Instructions for the task: Throughout the entries below, report every line where "only" is found.

(Stored records)
------------------------------------------------------------
PR #3818, opened 2020-04-08
Ignore vscode settings file

zouy414:
Signed-off-by: ZouYu <zouy.fnst@cn.fujitsu.com>

Ignore vscode settings file
None
None
None

### DIFF
--- a/.gitignore
+++ b/.gitignore
@@ -8,6 +8,7 @@ kubectl
 go-test-tmpfile*
 coverage.txt
 .idea/
+.vscode/
 .DS_Store
 *~
 .classpath


stp-ip:
Thanks for the PR.

This needs a bit of discussion in general. Using this PR as initial reasoning.

Overall it is the sentiment that adding gitignore options for individual editor choices shouldn't be done. With these coming up more and more we should once and for all take a stance. Either we merge and keep or we don't allow this and remove the options we already have.

cc. @miekg @yongtang (referenced as you previously merged the most of those)

In my view they are not hard PRs to merge, but without a clear yes/no policy one might argue it we should be open to merging every gitignore PR specific to an editor.

stp-ip:
Sidenote: https://github.com/coredns/coredns/pull/2628

SuperQ:
In Prometheus, I think we made the decision to not sprinkle editor file exceptions into our git ignores. 

We do exclude built binaries and build-related output. But nothing for specific editors.

miekg:
[ Quoting <notifications@github.com> in "Re: [coredns/coredns] Ignore vscode..." ]
>In Prometheus, I think we made the decision to not sprinkle editor file
>exceptions into our git ignores.
>
>We do exclude built binaries and build-related output. But nothing for specific
>editors.

yes! I want to do the same here

miekg:
[ Quoting <notifications@github.com> in "Re: [coredns/coredns] Ignore vscode..." ]
>In Prometheus, I think we made the decision to not sprinkle editor file
>exceptions into our git ignores.
>
>We do exclude built binaries and build-related output. But nothing for specific
>editors.

see #3820

/close

PR #3820, opened 2020-04-08
Remove all editor stuff from .gitignore

miekg:
Remove all cruft from .gitignore and leave build artifacts and add
a comment.


johnbelamaric:
fine with me
/lgtm

Issue #2980, opened 2019-07-05
plugin/nsid: nsid not being set


stp-ip:
Neither the default nor any other value is being set via nsid.

Tested with the following config:
```
. {
  forward . 8.8.8.8
  errors stdout
  log
  nsid test
  cache
}
```

```
. {
  forward . 8.8.8.8
  errors stdout
  log
  nsid
  cache
}
```

```
. {
  forward . 8.8.8.8
  errors stdout
  log
  nsid {$HOSTNAME}
  cache
}
```

Result:
```
;; OPT PSEUDOSECTION:
; EDNS: version: 0, flags:; udp: 4096
; NSID
```

sharmaansh21:
I can look into it :bowtie:

stp-ip:
The culprit seems to be the cache, which might seem intentional. So debugging queries should probably not be cached and separated into their own stanza. Not sure, if this needs a fix.

stp-ip:
Another workaround is to have a separate stanza that forwards back to the main stanza (which still can have the cache).

miekg:
[ Quoting <notifications@github.com> in "Re: [coredns/coredns] [nsid] nsid n..." ]
>The culprit seems to be the cache, which might seem intentional. So debugging queries should probably not be cached and separated into their own stanza. Not sure, if this needs a fix.

nsid is there to identify the server answering your query. This was never 
designed to be cached or survive being forward. If anything we fail to add
our own nsid when replying?

stp-ip:
So from the preliminary testing it is as follows:
nsid + cache: on first request it includes the nsid
nsid + cache: on cached responses it doesn't respond with the nsid (this seems like a bug)
nsid + no chache: nsid works as expected

To workaround this issue one could do:
```
.:53 {
  bind 127.0.0.1 # gets traffic here
  bind 127.0.0.2
  forward . 8.8.8.8
  cache
}
nsid.example.com:53 {
  forward . 127.0.0.2
  nsid
}
```
That way nsid adds its response to the cached items as well.

miekg:
Might be an indication of something deeper going on with OPT

stp-ip:
My guess would be cache stripping any data it deems unnecessary and nsid isn't in the path, when it responds, but that's a bad hunch. Hopefully can dive into the code soon, if @sharmaanshul21 hasn't jumped in :)

sharmaansh21:
Not yet, please go ahead.

stp-ip:
[...]

PR #3822, opened 2020-04-11
Fix NSID not being set on cached responses

erbesharat:
The cache plugin would remove the EDNS0 options from the responses before caching them. So this would create an edge-case in NSID plugin because the NISD plugin used to only add the NSID to the response if it contains the EDNS0 options.
This PR adds a check to bring back the EDNS0 section to the responses, if the incoming query contains EDNS0.

#2980 

None

No

### DIFF
--- a/plugin/nsid/nsid.go
+++ b/plugin/nsid/nsid.go
@@ -19,7 +19,8 @@ type Nsid struct {
 // ResponseWriter is a response writer that adds NSID response
 type ResponseWriter struct {
 	dns.ResponseWriter
-	Data string
+	Data    string
+	request *dns.Msg
 }
 
 // ServeDNS implements the plugin.Handler interface.
@@ -27,7 +28,7 @@ func (n Nsid) ServeDNS(ctx context.Context, w dns.ResponseWriter, r *dns.Msg) (i
 	if option := r.IsEdns0(); option != nil {
 		for _, o := range option.Option {
 			if _, ok := o.(*dns.EDNS0_NSID); ok {
-				nw := &ResponseWriter{ResponseWriter: w, Data: n.Data}
+				nw := &ResponseWriter{ResponseWriter: w, Data: n.Data, request: r}
 				return plugin.NextOrFailure(n.Name(), n.Next, ctx, nw, r)
 			}
 		}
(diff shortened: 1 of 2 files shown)


yongtang:
@erbesharat Can you add a test case for this scenario?

miekg:
EDNS0 is hop-by-hop, so caching them is nonsensical because if will differ for each client; this why these are stripped off before being put in the cache. I.e this is WAI - probably makes sense to put something like this comment in the source it self.

miekg:
oh, I see we already care here - that's odd, but maybe I'm forgetting/misremembering the history here. In general the NSID plugin should just add it and we should not do anything here.

stp-ip:
> Well, when the response comes back from the cache it doesn't have the EDNS0 section and as far as I understood NSID only gets added to the response if it has the EDNS0 section:
> https://github.com/coredns/coredns/blob/0930eb8beb69684dfb1e1e066e2a7a6ed3827bf4/plugin/nsid/nsid.go#L40
> ah, that makes sense, then nsid is not doing the right thing because i needs to check the
> query
Quote from https://github.com/coredns/coredns/issues/2980.

Aka nsid checked the response, which doesn't work as the cache doesn't have a EDNS0 section.

So cache works as intended, but nsid doesn't. The PR is about nsid, but maybe I'm missing something.

miekg:
[ Quoting <notifications@github.com> in "Re: [coredns/coredns] Fix NSID not ..." ]
>    Well, when the response comes back from the cache it doesn't have the EDNS0
>    section and as far as I understood NSID only gets added to the response if
>    it has the EDNS0 section:
>    https://github.com/coredns/coredns/blob/
>    0930eb8beb69684dfb1e1e066e2a7a6ed3827bf4/plugin/nsid/nsid.go#L40
>    ah, that makes sense, then nsid is not doing the right thing because i
>    needs to check the
>    query
>    Quote from #2980.
>
>Aka nsid checked the response, which doesn't work as the cache doesn't have a
>EDNS0 section.
>
>So cache works as intended, but nsid doesn't. The PR is about nsid, but maybe
>I'm missing something.

duh, mixed up the other PR, and didn't properly look at the actual files changed, just the
code.

ignore me - and continue; I'll just add some code comments then :)

miekg (approved):

miekg:
but before merging please add a test as @yongtang asks

yongtang (approved):
lgtm

PR #3830, opened 2020-04-14
GitHub action: Update Homebrew formula on new release

fhemberger:
This action checks out `coredns/deployment` and replaces values in `HomebrewFormula/coredns.rb` with the one from the new release tag (`GITHUB_REF`): version, download URL and SHA256 hash.

---

I already updated the Homebrew formula a couple of times manually in the past, but this is a bit tedious on every release and is sometimes forgotten. That's why I'm giving GitHub Actions a try.

Of course I couldn't test the Git push workflow itself (I took that from the other actions), also I'm not sure if `on release (published)` is the right trigger (as the assets may not be ready by the time the release is published), this still needs some testing.

However, the core logic in the Bash file works, and the values are replaced successfully. The script also detects if there are no assets for a release (e.g. for v1.6.8).

It would be great if you could have a look at it so macOS users get regular updates for coredns over Homebrew as well.

/cc @chrisohaver @miekg

### DIFF
--- a/.github/actions/update-homebrew/Dockerfile
+++ b/.github/actions/update-homebrew/Dockerfile
@@ -1,0 +1,6 @@
+FROM alpine
+
+RUN apk add curl git sed
+COPY entrypoint.sh /entrypoint.sh
+
+ENTRYPOINT ["/entrypoint.sh"]
--- a/.github/actions/update-homebrew/action.yml
+++ b/.github/actions/update-homebrew/action.yml
@@ -1,0 +1,6 @@
+---
+name: 'Update Homebrew'
+description: 'Updates Homebrew formula in coredns/deployment'
+runs:
+  using: 'docker'
+  image: 'Dockerfile'
--- a/.github/actions/update-homebrew/entrypoint.sh
+++ b/.github/actions/update-homebrew/entrypoint.sh
@@ -1,0 +1,19 @@
+#!/usr/bin/env bash
+set -euo pipefail
+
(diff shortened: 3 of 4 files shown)


miekg:
I get the need for automation, but I don't want to be on the hook for maintaining all these github action hooks. This needs to live somewhere else and have some kind of mechanism of figuring out a new version was tagged.

fhemberger:
Yes, it would be nice if the Homebrew update was an integrated part of the release process itself. This was just the most straight forward "fix" I could come up with right now. I'm happy to discuss alternative solutions.

miekg:
you probably need to write a poller to see the change; then you can let is live externally.

closing this here; as this won't be merged.

fhemberger:
Maybe you should then drop support for Homebrew altogether if it's not maintained at all and there is no interest to automate updates as part of your build process. There is still the option to download the latest macOS binaries right from the release page.

miekg:
[ Quoting <notifications@github.com> in "Re: [coredns/coredns] GitHub action..." ]
>Maybe you should then drop support for Homebrew altogether if it's not
>maintained at all and there is no interest to automate updates as part of your
>build process. There is still the option to download the latest macOS binaries
>right from the release page.

yes, we create binaries and a docker image as part of the release.

yongtang:
As coredns is a static binary without any dependencies, it actually is more convenience to just use binary than going through a release channel like brew I think. The release channels are mostly used for those packages with dependency management.

Issue #3849, opened 2020-04-24
plugin/transfer: Transfer plugin should de documented as alpha or WIP


cardil:
**What happened**:
Transfer plugin is described on CoreDNS docs, and it looks like it's working supported solution. But in reality only implementation is in tests.

**What you expected to happen**:
I expected that plugin that is documented in docs will work as described. That is transfer my zone to other server.

**How to reproduce it (as minimally and precisely as possible)**:
Create a zone file. Create a CoreDNS server with that zone and transfer plugin pointing to external DNS like freedns.42.pl
Transfer will not work.

- the version of CoreDNS: 1.6.9

chrisohaver:
In its current state it is not a WIP or alpha, but no internal plugins actually implement the `transfer.Transferer` interface (hence the lack of examples in the README).  It's available for people to use with their own plugins, if they implement the `transfer.Transferer` interface.  I've opened a PR to make this clearer in the Transfer plugin README.

There are a few open PRs that implement the interface for some internal plugins (file, auto, kubernetes, and k8s_external).

cardil:
I mean _CoreDNS_ as a whole. I spend a couple of hours trying to figure out why my zone isn't transferred. Finally, I check out repo, and find that `transfer.Transferer` isn't implemented yet by any plugin. If I wasn't a Golang developer, I probably couldn't check that. 

Those docs should be for administrators. This plugin should be marked as non-functional (alpha, WIP, some other way) until some plugins (file, auto) implement it, and users can use it.

darshanime:
can this be closed now that #3851 is merged?

PR #3851, opened 2020-04-24
plugin/transfer: Mention that the transfer plugin is not implemented by any plugins

chrisohaver:

Clarifies that no internal plugins currently implement the transfer plugin interface.

#3849


yongtang:
@chrisohaver The test failure is being fixed in #3850

zouyee (approved):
------------------------------------------------------------
Written response:
The cache plugin would remove the EDNS0 options from the responses before caching them. So this would create an edge-case in NSID plugin because the NISD plugin used to only add the NSID to the response if it contains the EDNS0 options.
> Well, when the response comes back from the cache it doesn't have the EDNS0 section and as far as I understood NSID only gets added to the response if it has the EDNS0 section:
>    section and as far as I understood NSID only gets added to the response if
Transfer plugin is described on CoreDNS docs, and it looks like it's working supported solution. But in reality only implementation is in tests.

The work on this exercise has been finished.